• **Exercise**:
Type out the data below in its entirety, exactly as given.

(Stored items)
■ ■ ■ ■ ■

PR #36415, opened 2026-05-06
feat(orchestratord): [CLO-46] add app_name() to ManagedResource trait for consistent app.kubernetes.io/name labeling.

rjimeno-mz:
As a platform engineer monitoring the Materialize Cloud cluster, 
I want the environmentd StatefulSet and its pods to have the standard app.kubernetes.io/name label, 
so that the workload and its running instances are consistently discoverable and selectable alongside the rest of the resources in the cluster that already follow this Kubernetes best practice.

### Motivation

Most of Materialize's Deployments and pods have the label `app.kubernetes.io/name` set.
Environmentd StatefulSet and Pods do not have the label `app.kubernetes.io/name` set, and that makes them harder to find and select; particularly when it comes to observability (logs and metrics).

After this change, Environmentd StatefulSets and Pods will have the same labels as most other Deployments, StatefulSets, and Pods, making them easier to find and select. That best practice is useful and handy for observability.

### Description

This change creates `app.kubernetes.io/name` labels with value `environmentd` and assigns them to Pod templates and StatefulSets.

### Verification

After this change is deployed in the staging environment, the commands `kubectl config use-context mzcloud-staging-us-east-1-0` and `kubectl get deployments,pods -A -l app.kubernetes.io/name=environmentd` will return resources (before this change, they return no resources).

### Obs.:

This change requires another change in the `cloud` repository to "bump up" the submodule pointer.

### DIFF
--- a/src/orchestratord/src/controller/materialize/generation.rs
+++ b/src/orchestratord/src/controller/materialize/generation.rs
@@ -1282,19 +1282,12 @@ fn create_environmentd_statefulset_object(
         ..Default::default()
     };
 
-    let mut statefulset_labels = mz.default_labels();
-    statefulset_labels.insert(
-        "app.kubernetes.io/name".to_owned(),
-        "environmentd".to_string(),
-    );
-
     StatefulSet {
         metadata: ObjectMeta {
             annotations: Some(btreemap! {
                 "materialize.cloud/generation".to_owned() => generation.to_string(),
                 "materialize.cloud/force".to_owned() => mz.spec.force_rollout.to_string(),
             }),
-            labels: Some(statefulset_labels),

■ ■ ■ ■ ■

• **Reply to the task**:
PR #36415, opened 2026-05-06
feat(orchestratord): [CLO-46] add app_name() to ManagedResource trait for consistent app.kubernetes.io/name labeling.

rjimeno-mz:
As a platform engineer monitoring the Materialize Cloud cluster, 
I want the environmentd StatefulSet and its pods to have the standard app.kubernetes.io/name label, 
so that the workload and its running instances are consistently discoverable and selectable alongside the rest of the resources in the cluster that already follow this Kubernetes best practice.

### Motivation

Most of Materialize's Deployments and pods have the label `app.kubernetes.io/name` set.
Environmentd StatefulSet and Pods do not have the label `app.kubernetes.io/name` set, and that makes them harder to find and select; particularly when it comes to observability (logs and metrics).

After this change, Environmentd StatefulSets and Pods will have the same labels as most other Deployments, StatefulSets, and Pods, making them easier to find and select. That best practice is useful and handy for observability.

### Description

This change creates `app.kubernetes.io/name` labels with value `environmentd` and assigns them to Pod templates and StatefulSets.

### Verification

After this change is deployed in the staging environment, the commands `kubectl config use-context mzcloud-staging-us-east-1-0` and `kubectl get deployments,pods -A -l app.kubernetes.io/name=environmentd` will return resources (before this change, they return no resources).

### Obs.:

This change requires another change in the `cloud` repository to "bump up" the submodule pointer.

### DIFF
--- a/src/orchestratord/src/controller/materialize/generation.rs
+++ b/src/orchestratord/src/controller/materialize/generation.rs
@@ -1282,19 +1282,12 @@ fn create_environmentd_statefulset_object(
         ..Default::default()
     };
 
-    let mut statefulset_labels = mz.default_labels();
-    statefulset_labels.insert(
-        "app.kubernetes.io/name".to_owned(),
-        "environmentd".to_string(),
-    );
-
     StatefulSet {
         metadata: ObjectMeta {
             annotations: Some(btreemap! {
                 "materialize.cloud/generation".to_owned() => generation.to_string(),
                 "materialize.cloud/force".to_owned() => mz.spec.force_rollout.to_string(),
             }),
-            labels: Some(statefulset_labels),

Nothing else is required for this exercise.